Household Count Mismatching

I am running into a weird mismatch of PUMA household counts between my downloaded 2015-2019 IPUMS datasets and tidy census get_pums() estimates. Under my original dataset, no alteration to sample size (outside of keeping the default 7,613,000 household sample) or sample cases. I downloaded the PUMS2019 household-level data to “PUMS18195” and run the following to get the estimated total population using household weights (HHWT) for multiple PUMAs.

Agg ← PUMS18195 %>%
group_by(PUMA,STATEFIP,YEAR) %>%
summarize(
total_HH = sum(HHWT))

Agg[which(Agg$STATEFIP==1 & Agg$PUMA==100 & Agg$YEAR==2019),]

The output total_HH is 92,126 households for PUMA 100.

When I run the code in tidycensus with get_pums()

get_pums(
variables = c(“PUMA”),
state = “AL”,
survey = “acs5”,
year = 2019
) → ALdf

ALdf %>%
distinct(SERIALNO, .keep_all = T) %>%
group_by(ST, PUMA) %>%
summarize(
total_HH = sum(WGTP),
)

The output total_HH is 74,488 for PUMA 100.

Does anyone know why this may be the case? I am using the PUMA populations in a crosswalk to move from PUMA to county, so I want to make sure my estimates are accurate as I am using those estimates to further calculate the parameters of my eventual model. Any help would be appreciated!

get_pums(
variables = c(“SERIALNO”,“SPORDER”,“PUMA”,“WGTP”,“ELEP”,“FULP”,“GASP”),
variables_filter = list(SPORDER=1),
state = “AL”,
survey = “acs5”,
year = 2012
)

I am now also running into the following issue. When trying to collect PUMA level electricity cost data for the end-years 2012-2015 I receive an error that “PUMA” is not an available variable. After looking into it, I am under the impression that there are inconsistencies with PUMAs in the 2012-2015 end-years.

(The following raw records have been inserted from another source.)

PR #3166, opened 2023-10-23
Tests: Use a mark for requires_network

stefanor:
As an alternative to #3162, we can add a `requires_network` pytest mark, rather than relying on automatic network detection.

The use-case here is Debian package builds without Intenet access. We have environments where Internet access is available, and environments where it isn't. We'd like to be able to specify our expectation to the test-suite.

### DIFF
--- a/pyproject.toml
+++ b/pyproject.toml
@@ -73,7 +73,9 @@ include = [
 [tool.pytest.ini_options]
 xfail_strict = true
 python_classes = ["Test", "*TestCase"]
-markers = ["limit_memory"]
+markers = [
+    "limit_memory: Limit memory with memray",
+]
 log_level = "DEBUG"
 filterwarnings = [
     "error",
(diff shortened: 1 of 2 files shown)


illia-v (commented):
I am not sure about dropping `requires_network`, but the explicit marker looks to be a nice addition. 

What do you think about decorating `requires_network` itself by `pytest.mark.requires_network`? This way it should keep the existing behavior while adding a possibility to deselect the tests with `@requires_network()` explicitly.

stefanor:
> What do you think about decorating requires_network itself by pytest.mark.requires_network? This way it should keep the existing behavior while adding a possibility to deselect the tests with @requires_network() explicitly.

Done, that is much simpler.

sethmlarson (approved):
Thanks @stefanor and @illia-v for the review!

PR #3169, opened 2023-10-31
Fix lint on Python 3.12

pquentin:
GitHub Actions now defaults to Python 3.12, which made flake8 6.0 report E231 errors because it was looking at f-strings incorrectly. Upgrading to 6.1 fixed the issue, but introduced E721 that I fixed too.

This commit also changes `nox -s lint` and `nox -s mypy` to use Python 3.12, allowing to remove one type ignore.

This was noticed by @dimbleby in #3134. Thanks!

### DIFF
--- a/test/test_ssltransport.py
+++ b/test/test_ssltransport.py
@@ -91,11 +91,11 @@ def validate_response(
 
 def validate_peercert(ssl_socket: SSLTransport) -> None:
     binary_cert = ssl_socket.getpeercert(binary_form=True)
-    assert type(binary_cert) == bytes
+    assert isinstance(binary_cert, bytes)
     assert len(binary_cert) > 0
 
     cert = ssl_socket.getpeercert()
-    assert type(cert) == dict
+    assert isinstance(cert, dict)
     assert "serialNumber" in cert
     assert cert["serialNumber"] != ""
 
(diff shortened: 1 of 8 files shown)


illia-v (approved):
Thanks @pquentin!

test/test_ssltransport.py
```diff
@@ -91,11 +91,11 @@ def validate_response(
 
 def validate_peercert(ssl_socket: SSLTransport) -> None:
     binary_cert = ssl_socket.getpeercert(binary_form=True)
-    assert type(binary_cert) == bytes
+    assert isinstance(binary_cert, bytes)
```
sethmlarson, line 94: Doesn't this change the meaning of these asserts? Now subclasses would pass, too.

illia-v: It does, is this an issue?

sethmlarson: I'd prefer keeping as-is, does the tool say anything about why they're upgrading this? Very strange given that its a change in behavior.

illia-v: pycodestyle (flake8's dependency) had [a related change](https://pycodestyle.pycqa.org/en/latest/developer.html#id3:~:text=E721%3A%20adjust%20handling%20of%20type%20comparison.%20Allowed%20forms%20are%20now%20isinstance(x%2C%20t)%20or%20type(x)%20is%20t.%20PR%20%231086%2C%20%231167.) recently

The exact error is "E721 do not compare types, for exact checks use `is` / `is not`, for instance checks use `isinstance()`", so `assert type(binary_cert) is bytes` is allowed, this is a more correct way to check the type than with `==`

pquentin: Our tests are littered with isinstance() checks that could be more precise, but I revert the ones in this pull request (and a few more) in https://github.com/urllib3/urllib3/pull/3169/commits/b3fa87a944024023ae6f54f51b315fdca6ad19c9.

sethmlarson (approved):
LGTM

Issue #3160, opened 2023-10-17
`set-output` will be disabled soon in GitHub Actions


sethmlarson:
We're seeing this warning especially in our release GHA configuration, we should fix it up so that our releases continue to work: https://github.blog/changelog/2022-10-11-github-actions-deprecating-save-state-and-set-output-commands/

PR #3175, opened 2023-11-03
ci: replace deprecated set-output

FineFindus:
Closes https://github.com/urllib3/urllib3/issues/3160 by replacing the deprecated `set-output` with the newer `$GITHUB_OUTPUT` environment files, as described in [GitHub's Blog](https://github.blog/changelog/2022-10-11-github-actions-deprecating-save-state-and-set-output-commands/). 
I [did a test action run](https://github.com/FineFindus/urllib3/actions/runs/6749422237), and it did not get any warnings, so it should be fixed.
Action run without deprecation warning

### DIFF
--- a/.github/workflows/publish.yml
+++ b/.github/workflows/publish.yml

Is there a way to collect PUMA-level data for these years?

I am not able to replicate your estimate of 92,126 but am able to exactly replicate the tidycensus estimate when I restrict to one person her household (PERNUM == 1) and omitting group quarters (keeping GQ == 1, 2, or 5).

Regarding your second post, I cannot help with questions about tidycensus, but am not aware of any comparability issues with PUMAs for 2012-forward–there may be some ideas on the ACS Data Users Group forum.

I should clarify–there aren’t comparability issues with the 2012-forward PUMAs, but the 2012-2015 5-year ACS files span the 2011/2012 change in PUMA definitions. Because of this, it is possible that either tidycensus or the Census API might just withhold the PUMA variable (but I don’t know that). As you navigate the definition change, you may be interested in the IPUMS USA variable CPUMA0010, which provides codes for Consistent Public Use Microdata Areas (ConsPUMAs); these are the smallest geographic units that can be consistently identified across the change.

According to the get_pums() documentation, you need to specify the PUMAs you want in the "puma = " argument. You can also select the PUMAs you want within specific states using the "state = " argument. Based on my understanding, you don’t request the PUMA as a variable in the variables argument; instead you use the state or puma argument.